# What this task involves
Return the lines below that contain the word "package".
─── Records for the exercise ───
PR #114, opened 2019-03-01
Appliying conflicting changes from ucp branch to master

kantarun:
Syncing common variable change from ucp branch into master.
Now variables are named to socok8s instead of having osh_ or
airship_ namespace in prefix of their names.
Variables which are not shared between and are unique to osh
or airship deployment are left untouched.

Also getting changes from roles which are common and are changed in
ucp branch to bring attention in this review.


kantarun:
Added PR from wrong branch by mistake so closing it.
───
─── Records for the exercise ───
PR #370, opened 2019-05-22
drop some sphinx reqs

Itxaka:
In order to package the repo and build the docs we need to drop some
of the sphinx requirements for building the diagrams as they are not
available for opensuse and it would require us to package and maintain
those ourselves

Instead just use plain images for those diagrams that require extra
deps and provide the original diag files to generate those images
───
# Response to this task
In order to package the repo and build the docs we need to drop some
available for opensuse and it would require us to package and maintain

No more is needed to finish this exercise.